»»
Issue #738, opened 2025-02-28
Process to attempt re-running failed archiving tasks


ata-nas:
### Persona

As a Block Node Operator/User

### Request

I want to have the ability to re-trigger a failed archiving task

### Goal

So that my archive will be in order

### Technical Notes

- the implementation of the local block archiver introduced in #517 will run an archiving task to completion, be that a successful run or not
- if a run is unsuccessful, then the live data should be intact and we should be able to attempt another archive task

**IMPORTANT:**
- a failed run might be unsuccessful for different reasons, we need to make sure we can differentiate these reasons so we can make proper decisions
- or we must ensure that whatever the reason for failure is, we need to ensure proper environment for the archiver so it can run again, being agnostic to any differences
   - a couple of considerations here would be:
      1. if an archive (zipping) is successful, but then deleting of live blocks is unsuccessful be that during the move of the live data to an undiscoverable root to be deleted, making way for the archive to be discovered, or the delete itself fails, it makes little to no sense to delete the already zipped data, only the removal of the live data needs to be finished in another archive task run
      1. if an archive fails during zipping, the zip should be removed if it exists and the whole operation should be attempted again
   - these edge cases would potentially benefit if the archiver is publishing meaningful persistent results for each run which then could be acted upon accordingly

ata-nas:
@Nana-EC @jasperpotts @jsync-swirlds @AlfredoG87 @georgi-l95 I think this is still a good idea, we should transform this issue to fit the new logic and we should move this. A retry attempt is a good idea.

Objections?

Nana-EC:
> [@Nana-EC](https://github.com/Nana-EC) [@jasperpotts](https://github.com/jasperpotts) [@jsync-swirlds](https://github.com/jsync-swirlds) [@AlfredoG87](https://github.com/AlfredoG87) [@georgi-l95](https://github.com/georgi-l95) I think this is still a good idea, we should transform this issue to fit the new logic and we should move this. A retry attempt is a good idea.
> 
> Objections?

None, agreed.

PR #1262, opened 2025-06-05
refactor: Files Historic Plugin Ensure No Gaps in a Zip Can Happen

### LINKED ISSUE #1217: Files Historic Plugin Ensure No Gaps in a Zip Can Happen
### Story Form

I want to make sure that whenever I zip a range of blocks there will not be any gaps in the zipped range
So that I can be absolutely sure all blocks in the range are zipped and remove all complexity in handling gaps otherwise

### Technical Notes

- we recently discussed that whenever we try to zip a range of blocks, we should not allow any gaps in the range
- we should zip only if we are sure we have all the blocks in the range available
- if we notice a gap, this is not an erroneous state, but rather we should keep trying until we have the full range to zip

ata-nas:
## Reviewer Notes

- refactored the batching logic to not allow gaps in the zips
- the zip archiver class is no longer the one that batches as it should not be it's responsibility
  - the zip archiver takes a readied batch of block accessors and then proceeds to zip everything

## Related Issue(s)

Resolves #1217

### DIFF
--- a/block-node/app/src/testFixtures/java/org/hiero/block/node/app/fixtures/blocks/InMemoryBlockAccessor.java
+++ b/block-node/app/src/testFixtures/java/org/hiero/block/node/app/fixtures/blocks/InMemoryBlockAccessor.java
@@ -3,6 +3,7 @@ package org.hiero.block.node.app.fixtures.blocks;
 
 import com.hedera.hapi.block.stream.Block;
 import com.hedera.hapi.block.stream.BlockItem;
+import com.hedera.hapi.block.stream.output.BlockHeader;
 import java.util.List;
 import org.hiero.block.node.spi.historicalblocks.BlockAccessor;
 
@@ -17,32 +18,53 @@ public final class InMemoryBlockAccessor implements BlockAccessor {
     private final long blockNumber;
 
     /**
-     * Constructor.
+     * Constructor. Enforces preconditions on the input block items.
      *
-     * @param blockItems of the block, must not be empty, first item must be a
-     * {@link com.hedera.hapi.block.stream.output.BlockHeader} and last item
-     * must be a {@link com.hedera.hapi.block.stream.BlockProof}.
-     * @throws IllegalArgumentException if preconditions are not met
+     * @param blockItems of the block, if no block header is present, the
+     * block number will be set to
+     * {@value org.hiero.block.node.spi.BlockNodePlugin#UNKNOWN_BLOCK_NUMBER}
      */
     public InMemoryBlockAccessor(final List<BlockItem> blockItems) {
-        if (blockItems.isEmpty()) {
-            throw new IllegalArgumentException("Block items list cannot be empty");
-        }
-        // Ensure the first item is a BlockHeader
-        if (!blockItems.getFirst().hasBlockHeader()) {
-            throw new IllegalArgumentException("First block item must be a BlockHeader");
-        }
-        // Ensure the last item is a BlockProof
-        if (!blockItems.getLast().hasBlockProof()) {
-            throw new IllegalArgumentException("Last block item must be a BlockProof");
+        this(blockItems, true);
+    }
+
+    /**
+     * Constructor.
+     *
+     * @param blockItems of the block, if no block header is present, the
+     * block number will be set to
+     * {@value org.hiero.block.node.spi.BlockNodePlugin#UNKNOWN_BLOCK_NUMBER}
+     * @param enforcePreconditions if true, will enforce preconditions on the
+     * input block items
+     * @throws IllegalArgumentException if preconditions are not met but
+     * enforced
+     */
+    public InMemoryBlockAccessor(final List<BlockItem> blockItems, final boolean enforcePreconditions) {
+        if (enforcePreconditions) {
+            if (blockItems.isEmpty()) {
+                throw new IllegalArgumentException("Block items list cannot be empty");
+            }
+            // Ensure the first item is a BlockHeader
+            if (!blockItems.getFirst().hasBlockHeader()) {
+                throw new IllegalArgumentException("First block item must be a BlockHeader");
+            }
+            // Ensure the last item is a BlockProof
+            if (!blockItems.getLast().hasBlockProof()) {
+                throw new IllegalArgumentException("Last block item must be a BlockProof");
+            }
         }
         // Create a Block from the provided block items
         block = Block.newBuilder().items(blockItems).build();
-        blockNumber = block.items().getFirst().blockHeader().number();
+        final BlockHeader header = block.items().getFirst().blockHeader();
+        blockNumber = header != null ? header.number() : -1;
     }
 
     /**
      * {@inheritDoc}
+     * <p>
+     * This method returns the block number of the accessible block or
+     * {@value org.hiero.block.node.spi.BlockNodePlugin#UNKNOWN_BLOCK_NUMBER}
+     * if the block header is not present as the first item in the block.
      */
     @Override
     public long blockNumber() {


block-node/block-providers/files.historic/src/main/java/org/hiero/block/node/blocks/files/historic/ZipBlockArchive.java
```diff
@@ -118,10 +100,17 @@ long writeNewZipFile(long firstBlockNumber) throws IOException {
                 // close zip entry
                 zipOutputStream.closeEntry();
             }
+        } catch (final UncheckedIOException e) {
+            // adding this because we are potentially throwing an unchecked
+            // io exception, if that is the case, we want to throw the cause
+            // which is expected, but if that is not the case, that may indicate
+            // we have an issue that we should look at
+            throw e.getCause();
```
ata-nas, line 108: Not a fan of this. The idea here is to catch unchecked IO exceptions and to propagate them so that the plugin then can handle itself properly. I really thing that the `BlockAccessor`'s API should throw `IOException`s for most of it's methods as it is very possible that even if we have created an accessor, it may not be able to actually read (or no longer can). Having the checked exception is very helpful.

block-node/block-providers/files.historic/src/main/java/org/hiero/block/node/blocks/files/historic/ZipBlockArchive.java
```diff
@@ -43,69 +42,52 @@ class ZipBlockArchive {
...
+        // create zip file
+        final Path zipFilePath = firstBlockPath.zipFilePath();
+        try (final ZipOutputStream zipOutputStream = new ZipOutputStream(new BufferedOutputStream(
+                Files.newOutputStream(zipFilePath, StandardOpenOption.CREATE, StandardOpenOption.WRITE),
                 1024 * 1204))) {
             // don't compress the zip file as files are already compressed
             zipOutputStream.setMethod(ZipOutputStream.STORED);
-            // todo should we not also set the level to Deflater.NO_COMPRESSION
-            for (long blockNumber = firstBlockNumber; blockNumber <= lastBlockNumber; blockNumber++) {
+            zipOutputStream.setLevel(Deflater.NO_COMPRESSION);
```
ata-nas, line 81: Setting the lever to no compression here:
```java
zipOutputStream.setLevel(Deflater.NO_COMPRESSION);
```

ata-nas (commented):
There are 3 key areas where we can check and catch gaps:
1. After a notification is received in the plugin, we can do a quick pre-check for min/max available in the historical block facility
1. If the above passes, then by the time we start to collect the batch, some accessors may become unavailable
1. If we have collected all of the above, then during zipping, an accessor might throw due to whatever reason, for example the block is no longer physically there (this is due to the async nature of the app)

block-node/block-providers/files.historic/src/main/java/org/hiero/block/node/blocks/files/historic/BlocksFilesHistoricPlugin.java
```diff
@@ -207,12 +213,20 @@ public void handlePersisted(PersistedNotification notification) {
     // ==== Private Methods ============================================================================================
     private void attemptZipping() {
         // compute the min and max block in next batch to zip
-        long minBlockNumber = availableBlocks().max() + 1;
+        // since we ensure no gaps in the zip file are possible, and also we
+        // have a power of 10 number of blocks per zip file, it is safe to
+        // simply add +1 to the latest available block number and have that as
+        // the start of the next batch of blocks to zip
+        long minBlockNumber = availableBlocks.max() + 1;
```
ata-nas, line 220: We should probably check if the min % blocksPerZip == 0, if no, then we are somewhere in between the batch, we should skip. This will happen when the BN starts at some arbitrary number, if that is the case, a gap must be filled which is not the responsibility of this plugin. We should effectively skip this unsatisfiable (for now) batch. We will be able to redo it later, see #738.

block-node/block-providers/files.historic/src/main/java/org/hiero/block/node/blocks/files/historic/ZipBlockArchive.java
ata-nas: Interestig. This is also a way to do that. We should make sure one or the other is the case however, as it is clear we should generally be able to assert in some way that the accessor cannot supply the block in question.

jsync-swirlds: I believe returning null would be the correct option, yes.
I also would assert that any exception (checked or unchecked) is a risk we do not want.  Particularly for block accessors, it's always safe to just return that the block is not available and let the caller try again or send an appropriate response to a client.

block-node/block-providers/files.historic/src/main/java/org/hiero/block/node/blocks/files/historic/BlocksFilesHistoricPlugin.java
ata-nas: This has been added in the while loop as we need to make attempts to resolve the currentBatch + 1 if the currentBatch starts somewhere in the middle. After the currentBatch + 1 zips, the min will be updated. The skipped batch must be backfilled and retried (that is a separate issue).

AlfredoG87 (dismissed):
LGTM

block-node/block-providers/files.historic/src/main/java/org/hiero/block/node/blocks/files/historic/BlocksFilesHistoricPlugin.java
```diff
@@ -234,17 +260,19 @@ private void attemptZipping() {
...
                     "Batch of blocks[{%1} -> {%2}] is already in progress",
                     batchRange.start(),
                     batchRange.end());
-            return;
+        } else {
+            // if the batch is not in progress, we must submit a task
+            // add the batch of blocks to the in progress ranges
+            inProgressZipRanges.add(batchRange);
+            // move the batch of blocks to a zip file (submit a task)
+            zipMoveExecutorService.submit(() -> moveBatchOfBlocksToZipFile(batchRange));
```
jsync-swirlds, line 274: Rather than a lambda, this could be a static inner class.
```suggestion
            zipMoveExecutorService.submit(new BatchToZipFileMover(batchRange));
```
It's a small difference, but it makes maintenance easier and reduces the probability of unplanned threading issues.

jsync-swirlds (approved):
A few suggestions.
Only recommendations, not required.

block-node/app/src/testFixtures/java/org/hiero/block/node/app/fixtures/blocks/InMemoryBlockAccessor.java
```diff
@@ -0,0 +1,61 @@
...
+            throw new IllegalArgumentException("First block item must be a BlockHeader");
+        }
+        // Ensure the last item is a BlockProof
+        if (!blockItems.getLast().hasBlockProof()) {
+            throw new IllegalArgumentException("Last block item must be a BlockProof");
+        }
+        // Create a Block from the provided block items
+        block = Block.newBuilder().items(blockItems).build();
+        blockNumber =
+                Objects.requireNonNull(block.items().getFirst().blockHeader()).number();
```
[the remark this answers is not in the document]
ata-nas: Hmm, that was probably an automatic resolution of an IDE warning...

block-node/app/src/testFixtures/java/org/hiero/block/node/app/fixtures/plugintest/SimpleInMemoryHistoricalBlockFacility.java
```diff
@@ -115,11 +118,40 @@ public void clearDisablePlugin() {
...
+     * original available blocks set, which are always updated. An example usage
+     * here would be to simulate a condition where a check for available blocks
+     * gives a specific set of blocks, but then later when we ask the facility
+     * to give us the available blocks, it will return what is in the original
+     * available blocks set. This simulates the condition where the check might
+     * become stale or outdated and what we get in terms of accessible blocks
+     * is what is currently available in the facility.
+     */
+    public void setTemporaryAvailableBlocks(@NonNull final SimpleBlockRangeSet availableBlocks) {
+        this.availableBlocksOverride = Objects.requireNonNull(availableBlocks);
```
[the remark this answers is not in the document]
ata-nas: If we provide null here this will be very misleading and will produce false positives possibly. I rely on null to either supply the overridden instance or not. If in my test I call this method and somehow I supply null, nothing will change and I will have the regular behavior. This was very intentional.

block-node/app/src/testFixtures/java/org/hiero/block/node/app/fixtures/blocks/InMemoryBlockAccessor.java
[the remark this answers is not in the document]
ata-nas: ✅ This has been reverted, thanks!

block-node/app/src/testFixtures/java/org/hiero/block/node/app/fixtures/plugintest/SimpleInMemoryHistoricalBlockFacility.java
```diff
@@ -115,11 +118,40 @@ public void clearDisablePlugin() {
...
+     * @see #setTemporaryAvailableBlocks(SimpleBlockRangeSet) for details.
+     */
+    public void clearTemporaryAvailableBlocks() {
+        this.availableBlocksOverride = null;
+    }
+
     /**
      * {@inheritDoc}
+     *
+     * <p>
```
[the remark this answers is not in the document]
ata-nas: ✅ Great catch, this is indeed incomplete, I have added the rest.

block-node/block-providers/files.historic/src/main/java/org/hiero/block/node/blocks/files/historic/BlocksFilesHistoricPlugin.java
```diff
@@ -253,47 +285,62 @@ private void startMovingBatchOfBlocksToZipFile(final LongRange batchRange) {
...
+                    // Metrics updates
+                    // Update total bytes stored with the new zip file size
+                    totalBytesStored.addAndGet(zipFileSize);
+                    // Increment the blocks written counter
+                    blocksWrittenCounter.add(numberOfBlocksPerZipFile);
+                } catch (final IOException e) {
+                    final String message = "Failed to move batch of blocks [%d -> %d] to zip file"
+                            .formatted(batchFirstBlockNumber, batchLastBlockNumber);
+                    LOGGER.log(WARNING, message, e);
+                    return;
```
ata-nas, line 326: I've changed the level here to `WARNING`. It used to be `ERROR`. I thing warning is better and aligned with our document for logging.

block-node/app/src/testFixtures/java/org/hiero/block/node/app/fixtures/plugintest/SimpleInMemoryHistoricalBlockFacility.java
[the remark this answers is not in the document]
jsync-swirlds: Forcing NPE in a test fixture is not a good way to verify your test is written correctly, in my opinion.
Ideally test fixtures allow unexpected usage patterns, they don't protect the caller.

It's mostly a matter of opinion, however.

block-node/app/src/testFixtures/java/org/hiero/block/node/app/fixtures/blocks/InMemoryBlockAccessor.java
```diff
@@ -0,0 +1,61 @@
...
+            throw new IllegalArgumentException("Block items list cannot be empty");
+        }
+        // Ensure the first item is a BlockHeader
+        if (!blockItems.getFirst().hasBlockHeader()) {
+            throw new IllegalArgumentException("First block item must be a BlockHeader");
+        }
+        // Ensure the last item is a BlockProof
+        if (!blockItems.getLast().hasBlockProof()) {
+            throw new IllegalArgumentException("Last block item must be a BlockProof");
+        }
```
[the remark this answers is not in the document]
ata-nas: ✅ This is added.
««
»»
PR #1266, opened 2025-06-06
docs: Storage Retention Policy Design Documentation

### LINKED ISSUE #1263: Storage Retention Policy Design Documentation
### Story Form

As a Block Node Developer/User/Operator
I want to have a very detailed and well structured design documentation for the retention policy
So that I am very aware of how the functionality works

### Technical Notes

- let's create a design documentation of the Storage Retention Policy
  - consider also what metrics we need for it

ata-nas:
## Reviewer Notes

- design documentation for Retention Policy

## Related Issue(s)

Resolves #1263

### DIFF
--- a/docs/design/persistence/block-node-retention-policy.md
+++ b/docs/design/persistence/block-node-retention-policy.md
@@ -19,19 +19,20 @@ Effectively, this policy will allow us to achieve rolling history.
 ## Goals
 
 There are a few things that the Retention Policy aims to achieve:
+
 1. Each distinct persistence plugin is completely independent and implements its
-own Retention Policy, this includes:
««
| Work to complete |
Go through the records above, find every line with the word "hasBlockProof", and list those lines.

| Answer to this task |
-        if (!blockItems.getLast().hasBlockProof()) {
+            if (!blockItems.getLast().hasBlockProof()) {
+        if (!blockItems.getLast().hasBlockProof()) {
+        if (!blockItems.getLast().hasBlockProof()) {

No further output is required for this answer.